*Material to process*

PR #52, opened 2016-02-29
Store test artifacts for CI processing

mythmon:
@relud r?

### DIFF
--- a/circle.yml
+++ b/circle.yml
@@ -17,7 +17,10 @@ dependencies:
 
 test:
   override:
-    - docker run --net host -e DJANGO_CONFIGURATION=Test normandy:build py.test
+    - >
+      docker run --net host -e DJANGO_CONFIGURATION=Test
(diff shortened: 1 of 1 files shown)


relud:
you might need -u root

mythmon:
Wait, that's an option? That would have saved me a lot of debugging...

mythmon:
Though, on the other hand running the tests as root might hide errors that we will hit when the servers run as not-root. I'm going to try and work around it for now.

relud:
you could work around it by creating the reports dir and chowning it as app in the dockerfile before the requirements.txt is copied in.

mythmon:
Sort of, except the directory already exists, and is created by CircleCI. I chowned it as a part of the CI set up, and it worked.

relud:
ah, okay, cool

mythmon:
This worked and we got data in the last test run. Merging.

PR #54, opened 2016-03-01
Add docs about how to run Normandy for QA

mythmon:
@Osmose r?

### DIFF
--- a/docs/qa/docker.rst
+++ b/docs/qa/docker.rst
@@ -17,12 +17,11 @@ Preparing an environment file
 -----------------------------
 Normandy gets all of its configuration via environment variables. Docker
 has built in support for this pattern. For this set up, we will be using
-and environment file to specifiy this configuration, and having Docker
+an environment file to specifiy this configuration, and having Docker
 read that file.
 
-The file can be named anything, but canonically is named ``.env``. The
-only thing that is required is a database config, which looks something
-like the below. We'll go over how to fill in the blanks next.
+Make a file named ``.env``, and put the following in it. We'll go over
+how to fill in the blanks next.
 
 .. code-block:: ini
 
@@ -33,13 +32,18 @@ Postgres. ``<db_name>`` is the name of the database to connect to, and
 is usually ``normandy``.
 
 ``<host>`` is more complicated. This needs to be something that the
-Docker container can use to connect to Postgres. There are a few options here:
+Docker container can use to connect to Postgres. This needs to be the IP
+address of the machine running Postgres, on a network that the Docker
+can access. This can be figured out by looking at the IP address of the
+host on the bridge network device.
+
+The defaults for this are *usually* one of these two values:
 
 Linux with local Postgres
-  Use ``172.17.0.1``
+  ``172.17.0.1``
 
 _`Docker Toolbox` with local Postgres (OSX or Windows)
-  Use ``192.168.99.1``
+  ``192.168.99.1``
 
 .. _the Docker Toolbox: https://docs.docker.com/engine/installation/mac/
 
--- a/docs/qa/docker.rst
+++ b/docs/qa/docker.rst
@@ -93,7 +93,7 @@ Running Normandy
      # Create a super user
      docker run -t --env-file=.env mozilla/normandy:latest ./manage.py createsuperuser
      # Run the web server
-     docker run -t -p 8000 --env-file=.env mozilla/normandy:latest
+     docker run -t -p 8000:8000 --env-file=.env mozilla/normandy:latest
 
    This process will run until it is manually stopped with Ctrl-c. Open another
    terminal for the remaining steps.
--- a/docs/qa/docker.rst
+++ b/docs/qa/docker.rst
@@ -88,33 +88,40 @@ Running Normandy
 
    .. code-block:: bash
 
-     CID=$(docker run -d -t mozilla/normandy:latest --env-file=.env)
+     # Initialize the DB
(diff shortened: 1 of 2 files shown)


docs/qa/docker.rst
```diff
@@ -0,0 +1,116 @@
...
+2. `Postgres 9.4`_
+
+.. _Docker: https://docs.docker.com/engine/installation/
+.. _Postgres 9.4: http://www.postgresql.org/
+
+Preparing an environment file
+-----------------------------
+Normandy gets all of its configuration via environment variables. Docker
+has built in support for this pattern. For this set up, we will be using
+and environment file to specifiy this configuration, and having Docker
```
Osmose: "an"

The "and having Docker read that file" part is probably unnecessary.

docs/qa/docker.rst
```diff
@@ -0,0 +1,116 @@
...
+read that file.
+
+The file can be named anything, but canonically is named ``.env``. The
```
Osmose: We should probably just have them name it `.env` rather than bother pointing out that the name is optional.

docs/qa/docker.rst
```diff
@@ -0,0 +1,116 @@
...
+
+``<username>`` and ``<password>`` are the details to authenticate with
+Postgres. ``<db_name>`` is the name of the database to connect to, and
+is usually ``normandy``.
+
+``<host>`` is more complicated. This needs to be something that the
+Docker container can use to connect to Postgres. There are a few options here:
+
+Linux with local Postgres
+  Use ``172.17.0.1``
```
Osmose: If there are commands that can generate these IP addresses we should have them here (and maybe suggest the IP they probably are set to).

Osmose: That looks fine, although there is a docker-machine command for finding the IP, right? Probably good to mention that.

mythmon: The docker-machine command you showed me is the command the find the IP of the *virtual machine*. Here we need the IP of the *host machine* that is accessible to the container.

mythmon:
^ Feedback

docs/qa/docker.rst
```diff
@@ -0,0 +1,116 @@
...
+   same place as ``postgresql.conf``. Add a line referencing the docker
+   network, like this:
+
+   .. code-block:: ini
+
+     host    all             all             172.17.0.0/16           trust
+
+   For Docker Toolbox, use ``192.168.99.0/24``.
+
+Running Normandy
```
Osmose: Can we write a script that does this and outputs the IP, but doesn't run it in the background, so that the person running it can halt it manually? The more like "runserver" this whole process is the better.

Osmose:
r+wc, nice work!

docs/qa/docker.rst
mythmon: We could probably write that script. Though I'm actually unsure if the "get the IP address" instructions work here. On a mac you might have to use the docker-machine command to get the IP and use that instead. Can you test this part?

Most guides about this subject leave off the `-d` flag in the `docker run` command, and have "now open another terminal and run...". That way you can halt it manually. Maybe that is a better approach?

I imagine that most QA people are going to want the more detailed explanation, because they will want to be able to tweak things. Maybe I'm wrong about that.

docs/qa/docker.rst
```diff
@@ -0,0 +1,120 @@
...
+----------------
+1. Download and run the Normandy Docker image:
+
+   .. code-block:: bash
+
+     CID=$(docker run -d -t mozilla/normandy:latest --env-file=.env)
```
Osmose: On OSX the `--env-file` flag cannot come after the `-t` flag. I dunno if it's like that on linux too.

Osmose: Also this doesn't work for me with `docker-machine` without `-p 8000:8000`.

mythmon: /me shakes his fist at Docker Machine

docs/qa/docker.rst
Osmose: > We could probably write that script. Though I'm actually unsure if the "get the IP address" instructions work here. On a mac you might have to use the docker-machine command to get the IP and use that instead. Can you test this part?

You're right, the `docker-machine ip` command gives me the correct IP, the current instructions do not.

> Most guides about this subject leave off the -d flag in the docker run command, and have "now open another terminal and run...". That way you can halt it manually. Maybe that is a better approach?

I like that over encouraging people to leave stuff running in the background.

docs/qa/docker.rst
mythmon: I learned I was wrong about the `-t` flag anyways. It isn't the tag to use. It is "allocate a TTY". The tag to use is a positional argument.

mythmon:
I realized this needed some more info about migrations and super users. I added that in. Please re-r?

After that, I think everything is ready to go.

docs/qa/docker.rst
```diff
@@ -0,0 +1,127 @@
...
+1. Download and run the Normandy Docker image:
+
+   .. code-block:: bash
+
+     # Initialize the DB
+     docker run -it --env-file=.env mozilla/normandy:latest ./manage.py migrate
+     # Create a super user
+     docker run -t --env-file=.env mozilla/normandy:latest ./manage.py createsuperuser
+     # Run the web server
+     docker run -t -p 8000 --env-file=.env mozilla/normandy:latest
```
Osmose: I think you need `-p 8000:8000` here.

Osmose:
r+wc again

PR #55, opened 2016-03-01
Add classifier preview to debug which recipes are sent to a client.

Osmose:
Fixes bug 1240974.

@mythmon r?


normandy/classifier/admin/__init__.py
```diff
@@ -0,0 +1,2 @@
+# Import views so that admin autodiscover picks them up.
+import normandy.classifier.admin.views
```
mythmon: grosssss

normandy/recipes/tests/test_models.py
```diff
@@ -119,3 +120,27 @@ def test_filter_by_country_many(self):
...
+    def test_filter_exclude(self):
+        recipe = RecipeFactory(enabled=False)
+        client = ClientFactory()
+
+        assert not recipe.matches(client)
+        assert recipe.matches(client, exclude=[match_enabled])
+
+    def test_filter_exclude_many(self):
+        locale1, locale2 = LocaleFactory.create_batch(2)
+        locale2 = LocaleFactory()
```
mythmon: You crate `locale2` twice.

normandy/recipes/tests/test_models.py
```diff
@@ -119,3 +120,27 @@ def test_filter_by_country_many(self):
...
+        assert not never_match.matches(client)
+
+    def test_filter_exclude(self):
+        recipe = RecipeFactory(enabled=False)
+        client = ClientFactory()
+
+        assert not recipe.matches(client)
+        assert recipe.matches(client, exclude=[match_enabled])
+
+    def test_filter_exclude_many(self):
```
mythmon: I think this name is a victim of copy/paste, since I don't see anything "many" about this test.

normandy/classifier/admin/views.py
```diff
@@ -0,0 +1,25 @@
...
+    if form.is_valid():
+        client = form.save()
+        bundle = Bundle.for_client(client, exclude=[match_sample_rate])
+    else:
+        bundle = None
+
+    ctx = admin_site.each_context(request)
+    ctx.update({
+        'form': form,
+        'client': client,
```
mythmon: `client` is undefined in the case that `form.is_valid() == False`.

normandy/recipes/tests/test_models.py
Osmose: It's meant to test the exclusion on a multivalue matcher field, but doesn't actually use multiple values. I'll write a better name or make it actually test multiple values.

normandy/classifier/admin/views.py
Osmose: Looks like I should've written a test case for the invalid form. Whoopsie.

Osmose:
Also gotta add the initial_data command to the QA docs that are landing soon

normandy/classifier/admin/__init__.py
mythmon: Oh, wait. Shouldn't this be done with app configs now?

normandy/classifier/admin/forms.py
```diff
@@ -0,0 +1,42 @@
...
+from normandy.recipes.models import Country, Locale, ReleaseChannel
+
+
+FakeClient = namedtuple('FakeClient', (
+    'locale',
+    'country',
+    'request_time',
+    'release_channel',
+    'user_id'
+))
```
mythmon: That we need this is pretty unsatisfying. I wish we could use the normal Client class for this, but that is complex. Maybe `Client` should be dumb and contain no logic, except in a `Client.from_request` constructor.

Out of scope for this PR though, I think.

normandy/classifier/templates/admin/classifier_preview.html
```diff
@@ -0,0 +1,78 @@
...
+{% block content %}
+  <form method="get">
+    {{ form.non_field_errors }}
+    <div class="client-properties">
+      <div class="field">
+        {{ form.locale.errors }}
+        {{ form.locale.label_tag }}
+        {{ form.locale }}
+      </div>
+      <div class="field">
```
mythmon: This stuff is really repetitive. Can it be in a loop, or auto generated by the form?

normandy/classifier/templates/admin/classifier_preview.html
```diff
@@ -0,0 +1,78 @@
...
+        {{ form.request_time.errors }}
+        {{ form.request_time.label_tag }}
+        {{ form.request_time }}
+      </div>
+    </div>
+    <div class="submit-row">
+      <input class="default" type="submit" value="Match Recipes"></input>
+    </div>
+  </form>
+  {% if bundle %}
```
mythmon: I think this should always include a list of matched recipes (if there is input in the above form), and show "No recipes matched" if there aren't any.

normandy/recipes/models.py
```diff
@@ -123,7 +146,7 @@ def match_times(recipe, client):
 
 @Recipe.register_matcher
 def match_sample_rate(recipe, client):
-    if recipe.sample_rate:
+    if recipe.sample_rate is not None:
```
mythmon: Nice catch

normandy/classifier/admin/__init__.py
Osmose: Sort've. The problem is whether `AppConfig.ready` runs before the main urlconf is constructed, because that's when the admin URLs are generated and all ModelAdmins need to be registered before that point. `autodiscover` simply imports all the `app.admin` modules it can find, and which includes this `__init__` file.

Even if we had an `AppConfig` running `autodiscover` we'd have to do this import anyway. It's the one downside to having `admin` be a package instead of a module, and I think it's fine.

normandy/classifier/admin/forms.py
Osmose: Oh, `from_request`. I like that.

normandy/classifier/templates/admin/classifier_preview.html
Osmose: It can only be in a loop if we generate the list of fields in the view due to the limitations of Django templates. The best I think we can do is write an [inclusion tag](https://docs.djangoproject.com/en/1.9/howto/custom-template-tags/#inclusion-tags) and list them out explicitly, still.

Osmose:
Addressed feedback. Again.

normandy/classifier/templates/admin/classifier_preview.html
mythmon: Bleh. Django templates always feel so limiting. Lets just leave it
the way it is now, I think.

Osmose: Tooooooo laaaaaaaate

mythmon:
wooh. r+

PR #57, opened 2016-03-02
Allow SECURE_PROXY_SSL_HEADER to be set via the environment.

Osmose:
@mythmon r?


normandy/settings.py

--

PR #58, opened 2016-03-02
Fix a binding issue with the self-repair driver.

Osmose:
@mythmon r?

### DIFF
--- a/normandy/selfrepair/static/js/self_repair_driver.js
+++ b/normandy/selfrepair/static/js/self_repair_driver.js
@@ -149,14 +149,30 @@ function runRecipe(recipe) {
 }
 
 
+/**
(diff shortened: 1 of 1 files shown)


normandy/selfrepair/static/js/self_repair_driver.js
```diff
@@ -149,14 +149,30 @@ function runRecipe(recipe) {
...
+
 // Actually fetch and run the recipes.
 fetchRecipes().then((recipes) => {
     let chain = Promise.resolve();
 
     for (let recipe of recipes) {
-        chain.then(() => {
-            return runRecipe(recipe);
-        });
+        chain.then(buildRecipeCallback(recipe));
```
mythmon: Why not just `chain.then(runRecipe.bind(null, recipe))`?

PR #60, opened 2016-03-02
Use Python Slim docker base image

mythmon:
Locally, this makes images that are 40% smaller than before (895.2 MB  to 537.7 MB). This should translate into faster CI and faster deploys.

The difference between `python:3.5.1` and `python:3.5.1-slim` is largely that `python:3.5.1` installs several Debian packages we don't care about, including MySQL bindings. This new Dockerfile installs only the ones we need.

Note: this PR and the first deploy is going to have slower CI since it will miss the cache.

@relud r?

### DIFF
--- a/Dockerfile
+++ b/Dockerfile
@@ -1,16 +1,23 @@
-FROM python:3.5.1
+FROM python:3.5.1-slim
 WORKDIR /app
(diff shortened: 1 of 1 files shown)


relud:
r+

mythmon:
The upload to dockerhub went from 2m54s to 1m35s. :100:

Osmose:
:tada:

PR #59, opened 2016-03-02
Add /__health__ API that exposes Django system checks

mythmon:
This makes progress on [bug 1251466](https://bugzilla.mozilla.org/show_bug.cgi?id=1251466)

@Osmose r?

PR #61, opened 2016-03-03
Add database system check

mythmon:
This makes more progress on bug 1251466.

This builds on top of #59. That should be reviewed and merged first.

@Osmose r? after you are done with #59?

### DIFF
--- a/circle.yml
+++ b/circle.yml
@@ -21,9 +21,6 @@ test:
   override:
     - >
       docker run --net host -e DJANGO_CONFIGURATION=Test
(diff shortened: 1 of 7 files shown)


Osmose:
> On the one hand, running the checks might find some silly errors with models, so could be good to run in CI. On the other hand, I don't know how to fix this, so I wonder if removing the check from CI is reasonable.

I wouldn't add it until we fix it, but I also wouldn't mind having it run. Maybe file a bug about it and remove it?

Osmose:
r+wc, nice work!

*Requirement*
Scan the data, and report each line that uses the word "using".

*Result for this exercise*
 has built in support for this pattern. For this set up, we will be using
+has built in support for this pattern. For this set up, we will be using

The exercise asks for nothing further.